→ **WHAT IS REQUIRED**: Your answer is a copy of every line in the records where "like" appears.

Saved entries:
=====
PR #1837, opened 2025-04-25
Fix invalid table selection model

psavery:
I have no idea why, but for *this* specific UI file, the table's selection model's model starts out in an invalid state. I haven't seen it be invalid for other uses of QTableWidget. But if we call `self.ui.table.selectionModel().model()`, which we must do in some functions, we get the following error:

```python
RuntimeError: Internal C++ object (PySide6.QtCore.QAbstractTableModel) already deleted.
```

I tried resetting all QTableWidget settings to default in the ui file, but the model still starts out in an invalid state! So I have no idea why it is happening.

But one fix I found is that if we set the table's selection model on the table (which you'd think wouldn't change anything), the model on the selection model gets fixed. So we are doing that.

### DIFF
--- a/hexrdgui/list_editor.py
+++ b/hexrdgui/list_editor.py
@@ -33,6 +33,22 @@ class ListEditor(QObject):
 
         self.ui = UiLoader().load_file('list_editor.ui', parent)
 
+        # I have no idea why, but for *this* specific UI file, the table's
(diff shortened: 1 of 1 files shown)


saransh13:
I can't reproduce the issue on my Mac :/

saransh13 (approved):
LGTM

PR #1838, opened 2025-04-29
Fix resetting the parameters for WPPF

psavery:
We need to set the `param_dict` object onto the WPPF parameters, not the params itself.


saransh13 (approved):
Thanks for the quick fix. LGTM

Issue #1792, opened 2025-02-26
Add more options to Physics Package


bnmajor:
Include pusher, heatshield, and ablator. They all need the same inputs as the sample.

PR #1842, opened 2025-04-30
Add new layers to physics package

psavery:
This adds layers for the ablator, heatshield, and pusher. The "Sample Layer" pinhole correction was now also generalized to a "Layer" pinhole correction, and the layer type is selected from a dropdown menu. The layer types include the ablator, heatshield, pusher, sample, and window. The layer standoff for each layer is correctly computed so that they may be used for two theta distortion.

This also fixes a bug where if a layer (such as window/pinhole) were disabled in the physics package, it would have an effect on the UI, but it wouldn't have an effect on the internal calculations. Now, if a layer is disabled, its thickness is set to 0 as well.

Depends on: hexrd/hexrd#795

Fixes: #1792


saransh13 (approved):
working great so far! LGTM

Issue #1824, opened 2025-04-08
Filter, phosphor and coating from material list


saransh13:
Currently, the filter, phosphor and detector coatings are only supported as formulas and density. However, the GUI offers the option to specify these as materials from the list of materials. This causes an error during the absorption correction calculation. 

![Image](https://github.com/user-attachments/assets/8ead9dd6-b76a-4b28-9dc2-e5b46875fd12)

The options are to:

1. Only support use of formula and density input
2. Support the use of material input in `hexrd.instrument.detector_coatings.AbstractLayer`

2 is more work and gives more flexibility but 1 is an easy fix and is used in vast majority of the case. I'm leaning toward 1 but would love to hear some thoughts.

PR #1847, opened 2025-05-09
Provide chemical formula for absorption correction

psavery:
For all of the layers (both those on the detector and in the physics package), provide the chemical formula, if possible, to be used for absorption correction.

This enables users to select materials whose name is not a chemical formula, such as "diamond". We extract the chemical formula from the material and provide that.

Depends on: hexrd/hexrd#800

Fixes: #1824


saransh13 (approved):
LGTM

PR #1848, opened 2025-05-09
Allow changing line style and width for mask borders

### LINKED ISSUE #1845: Mask Manager Styling
Extend border options to include border color, line style, and line width for masks.

bnmajor:
Adds options to set mask border line style as well as thickness.

image

Fixes #1845

### DIFF
--- a/hexrdgui/masking/mask_border_style_picker.py
+++ b/hexrdgui/masking/mask_border_style_picker.py
@@ -1,0 +1,60 @@
+from PySide6.QtCore import QObject
+from PySide6.QtGui import QColor
+from PySide6.QtWidgets import QColorDialog
+
+from hexrdgui.ui_loader import UiLoader
+
+
+class MaskBorderStylePicker(QObject):
+
+    def __init__(self, original_color, original_style, original_width, parent=None):
+        super().__init__(parent)
+
+        loader = UiLoader()
+        self.ui = loader.load_file('mask_border_style_picker.ui', parent)
+        self.original_color = original_color
+        self.original_style = original_style
+        self.original_width = original_width
+        self.color = original_color
+        self.style = original_style
+        self.width = original_width
+
+        self.setup_ui()
+        self.setup_connections()
+
+    def setup_ui(self):
+        self.ui.border_color.setText(self.original_color)
+        self.ui.border_color.setStyleSheet('QPushButton {background-color: %s}' % self.original_color)
+        self.ui.border_style.setCurrentText(self.original_style)
+        self.ui.border_size.setValue(self.original_width)
+
+    def exec(self):
+        self.ui.adjustSize()
+        return self.ui.exec()
+
+    def setup_connections(self):
+        self.ui.border_color.clicked.connect(self.pick_color)
+        self.ui.border_style.currentIndexChanged.connect(self.update_style)
+        self.ui.border_size.valueChanged.connect(self.update_width)
+        self.ui.button_box.rejected.connect(self.reject)
+
+    def pick_color(self):
+        dialog = QColorDialog(QColor(self.original_color), self.ui)
+        if dialog.exec():
+            self.color = dialog.selectedColor().name()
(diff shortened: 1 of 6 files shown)


hexrdgui/masking/mask_border_style_picker.py
```diff
@@ -0,0 +1,60 @@
...
+        self.color = original_color
+        self.style = original_style
+        self.width = original_width
+
+        self.setup_ui()
+        self.setup_connections()
+
+    def setup_ui(self):
+        self.ui.border_color.setText(self.original_color)
+        self.ui.border_color.setStyleSheet('QPushButton {background-color: %s}' % self.original_color)
```
psavery, line 27:
```suggestion
        self.ui.border_color.setStyleSheet(f'QPushButton {{background-color: {self.original_color}}}')
```

No need to change this, but in case you were curious, this is how you'd do this with an f-string (double braces get transformed into a literal single brace).

hexrdgui/masking/mask_border_style_picker.py
```diff
@@ -0,0 +1,60 @@
...
+        if dialog.exec():
+            self.color = dialog.selectedColor().name()
+            self.ui.border_color.setText(self.color)
+            self.ui.border_color.setStyleSheet('QPushButton {background-color: %s}' % self.color)
+
+    def update_style(self):
+        self.style = self.ui.border_style.currentText()
+
+    def update_width(self):
+        self.width = self.ui.border_size.value()
```
psavery, line 52: Instead of having extra variables like `self.width` and `self.style`, you could always make them properties that just reflect the UI state. For example:

```python
@property
def width(self) -> float:
    return self.ui.border_size.value()
```

Then the variables can be eliminated. `reject()` could call `self.setup_ui()` to restore them to their original states.

Also, for the caller code, I do think the pattern:

```python
if dialog.exec():
    # Do whatever is needed on acceptance
```

is a nicer pattern. But you don't necessarily need to change anything.

hexrdgui/masking/mask_manager.py
```diff
@@ -385,8 +392,8 @@ def load_masks(self, h5py_group):
         actual_view_mode = self.view_mode
         self.view_mode = ViewType.raw
         for key, data in items.items():
-            if key == '__boundary_color':
-                self.boundary_color = data
+            if key.startswith('__boundary_'):
+                setattr(self, key.split('__', 1)[1], data)
```
psavery, line 396: Nice!

psavery (approved):
LGTM

hexrdgui/masking/mask_border_style_picker.py
bnmajor: > Instead of having extra variables like `self.width` and `self.style`, you could always make them properties that just reflect the UI state.

Very nice, much cleaner! Changes made :+1: 

> Also, for the caller code, I do think the pattern:
> 
> ```python
> if dialog.exec():
>     # Do whatever is needed on acceptance
> ```
> 
> is a nicer pattern. But you don't necessarily need to change anything.

Easy fix, cleaned up now!

hexrdgui/masking/mask_manager_dialog.py
```diff
@@ -408,10 +409,17 @@ def show_all_boundaries(self):
...
+            MaskManager().boundary_color,
+            MaskManager().boundary_style,
+            MaskManager().boundary_width
+        )
         if dialog.exec():
-            MaskManager().boundary_color = dialog.selectedColor().name()
+            color, style, width = dialog.result()
+            MaskManager().boundary_color = color
+            MaskManager().boundary_style = style
+            MaskManager().boundary_width = width
```
psavery, line 422: So actually, since you now only set these if the dialog is accepted (the return of `dialog.exec()` is `True`), I think you don't even need to do the internal connection to the `reject` function since the values won't be modified if it is rejected. But it's not really an important change.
=====
→ **YOUR RESPONSE**:
psavery, line 52: Instead of having extra variables like `self.width` and `self.style`, you could always make them properties that just reflect the UI state. For example:
bnmajor: > Instead of having extra variables like `self.width` and `self.style`, you could always make them properties that just reflect the UI state.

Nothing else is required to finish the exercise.